Consider enhancing your source data with internal unique identifiers for each entity. These can be temporary identifiers that will be replaced before your data is published. The benefit is that if you extract entities from your text, reconcile them, and put the new URIs into the source or converted data then you will be able to easily put the new URIs in the correct locations.
Reconcile your Entities
- Structured Data
- Semi-Structured Data
- TEI Data
- Natural Language Data
For structured data, extract entities and their context from your source data. This process may require a custom script, but often it will be as easy as using a simplified version of your source spreadsheets or using an online tool to convert structured data into a spreadsheet. To find and confirm URIs, use VERSD if your data is bibliographic and OpenRefine otherwise. Note that OpenRefine accepts a broad range of starting file types so you may be able to skip the initial extraction step.
Particularly for small datasets, you may find it sufficient to manually lookup URIs and add them directly to your source data or wait and add them to the converted data.
As usual, your options for semi-structured data depend on your specific data:
- Use LEAF Writer to review and add URIs directly to source XML documents.
- Create a custom script to extract entities and their context. To find and confirm URIs, use VERSD if your data is bibliographic and OpenRefine otherwise.
- Manually lookup URIs and add them directly to your source data or wait and add them to the converted data.
To take advantage of the automated triple extraction possible with the TEI workflow, it is best that you insert entity URIs directly into your source TEI files. LEAF Writer is our preferred tool for this step.
Alternatively, you may choose to make manual changes or changes using custom scripts to the source TEI files. You do still have the option to add additional URIs to the converted data at the end.
This step of the natural language data workflow is still in progress. Check back over the next few months as we release the tools described here.
The APIs that we use to automatically extract triples from natural language data combine the tasks of identifying entities, choosing URIs for entities, and extracting the relationships between entities.
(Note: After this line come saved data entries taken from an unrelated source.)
PR #696, opened 2016-09-01
misc borer changes, removes commented out influence shit

ShadowDeath6:
:cl: ShadowDeath6
rscadd: Healthscanners can now detect borers
/:cl:
also makes the revival force the host back into the body because catatonic corpses rising from the dead

some of my shit is out of date so I'll fix that, just PRing it now

EDIT: messed with the changelog.
-Cruix

### DIFF
--- a/code/game/objects/items/devices/scanners.dm
+++ b/code/game/objects/items/devices/scanners.dm
@@ -139,6 +139,12 @@ MASS SPECTROMETER
 					if(hack.target == H)
 						user << "<span class='danger'>Unknown harmful microscopic machines detected in subject's bloodstream: Recommend treatment via Electro Magnetic Pulse or Strong Electric Shock immediately!</span>"
 						break
+
+	if(iscarbon(M))
+		var/mob/living/carbon/C = M
+		if(C.borer)
+			user << "<span class='danger'>Foreign organism detected in subject's cranium. Recommended treatment: Dosage of sucrose solution and removal of object via surgery.</span>"
+
 	user << "<span class='info'>Analyzing results for [M]:\n\tOverall status: [mob_status]</span>"
 
 	// Damage descriptions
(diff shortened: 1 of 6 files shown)


ShadowDeath6:
apparently it's actually up to date so

ShadowDeath6:
DNM I'm going to fix a bug tomorrow but I must slep

Super3222:
@oisin100 

Edit: A lot of these changes seem really bad in my eyes, can you make your reasoning more transparent. Some of those things were actually good features which could have been scavenged from the comment out

ShadowDeath6:
Influence was removed before the rebase because it forced players to play one way. As it's a midround spawn (midround antag technically) it shouldn't be forced to play pAI for 3 minutes waiting for its influence to hit 50% and if it drops below that by doing literally anything that isn't being nice the borer can't actually do things. It was a dumb mechanic meant to limit borers and didn't belong in the game.

ShadowDeath6:
also DNM x 2 because I suck ass at coding and it runtimes

Super3222:
It sounds like you don't like them starting as larvas but insist on having the entire hunter.
I don't believe they were suppose to be strong antagonists off the bat, which is pretty evident for the use of influence. Hell, Oisin was even starting an evolution system for them.
More or less, I do see why you wouldn't want it in the game. I'll wager it on how the game is affected by borers.

ShadowDeath6:
> starting as larvas

they can start life weak, but they shouldn't have to gain influence in one specific person to use any of their actual abilities

Super3222:
Yeah, a simple growth system which continually increases within the life() proc. Doubles, if they are inside of a host. Maybe used to control how much units of a chemical gets injected into the user?  For instance, right now it's 10 for each but, reduce it to 5 until they've been around for 2-3~ minutes at _least_. 

After 10 minutes of non-stop borer, they get a special verb to control the amount as if their secrete is a dropper that can inject 5-15 units of a chemical.

I also wouldn't mind increasing the borers chemical bank, specifically to reverse the damage done to punishments. For instance, the eye punishment now temporarily blinds. Too much would lead to complications, you get where I'm coming from?

ShadowDeath6:
r4m

PR #69236, opened 2022-05-12
[Mono] Fix 4244 warnings.

lateralusX:
Fixes all 4244 warnings on Mono runtime x86/x64 Windows build, aligning with SDL requirements (https://github.com/dotnet/runtime/issues/66154). There will be additional warnings in the cross compilers that needs to be fixed separately, but this should fix the major bulk of 4244 warnings.

All changes done in this PR are mitigating compiler issued data type truncation 4244 warnings:

`'conversion' conversion from 'type1' to 'type2', possible loss of data`

and PR will align to the same type as the compiler issued in the warning.

PR introduce a new set of macros to cast between types following patter of existing GPOINTER_TO_INT, GPOINTER_TO_UINT, GTYPE1_TO_TYPE2. The idea of use these macros is that it will be clear where casts are done, and we will have ability to intercept and add validation logic in specialized builds to catch truncation errors. The PR also introduce the needed inline functions under `ENABLE_CHECKED_CASTS` that could be used for extended validation when using the macros. Failure actions in these inline functions are not currently fully implemented, since that will be different from case to case, but can be added when needed since all infrastructure is prepared.

If it is possible to change types used in code to mitigate the warnings, that will be the initial strategy used by this PR, if that however would cause ripple effects through the source code (unfortunately quite common), we will fallback using the GTYPE1_TO_TYPE2 macros to clearly show the intent, keep trackability of the change as well as adding ability to do additional validation of casts in the future.

PR #91395, opened 2023-08-31
[mono] Reenable C4244 MSVC warning and fix occurrences

### LINKED ISSUE #91249: Mono build disables required warning C4244 under MSVC
In cmakelists.txt, we have:

https://github.com/dotnet/runtime/blob/41878765a826b5bbf54c00fd9b934bae337de650/src/mono/CMakeLists.txt#L500-L511

And in zlib.cmake, we have:

https://github.com/dotnet/runtime/blob/41878765a826b5bbf54c00fd9b934bae337de650/src/native/external/zlib.cmake#L1-L5

The end result is that _all_ of the mono native libs - not just the zlib components - are being built with C4244 disabled, which is causing binskim violations in the official build.

The mono sources should re-enable C4244 _as error_ per SDL and binskim requirements.

See also https://github.com/dotnet/runtime/pull/91245.

akoeplinger:
Fixes https://github.com/dotnet/runtime/issues/91249

We originally fixed the warnings with https://github.com/dotnet/runtime/pull/69236 but due to `add_compile_options()` calls in zlib.cmake _all_ of the mono native libs - not just the zlib components - were being built with C4244 disabled and a few couple more leaked in.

If you are using this approach, then you do not need to do anything for this step. Though, you may want to review the URIs that the tool suggests for your data and double check any that have conflicting information. You should also do additional look-ups to find URIs for entities that our tools did not reconcile, as these automated tools do not search through all authority files. Refer to the documentation for the tool you are using to confirm which authority files it connects to.
Merge Reconciled Data
The Research Team and Conversion Team will use a custom script or the Linked Data Enhancement API to merge the new URIs with either the cleaned version of the source data or the converted data.
The Conversion Team will mint new URIs for anything that could not be reconciled.
Choose Vocabularies
Similarly to reconciling entities, you also need to choose vocabulary terms to use in your data and include their URIs. These vocabulary terms are often used to add fine-grained types to entities and relationships, compared to the broad types that CIDOC CRM uses. Choosing the appropriate vocabulary terms for your project will require you to explore the terms’ definitions to find ones that fit. When possible, prioritize using terms that are already frequently used within LINCS data to increase the connections and potential for interesting queries between your data and other LINCS data.
See our Vocabularies documentation for additional background and the Vocabulary Browser to find vocabulary terms created by or used in LINCS.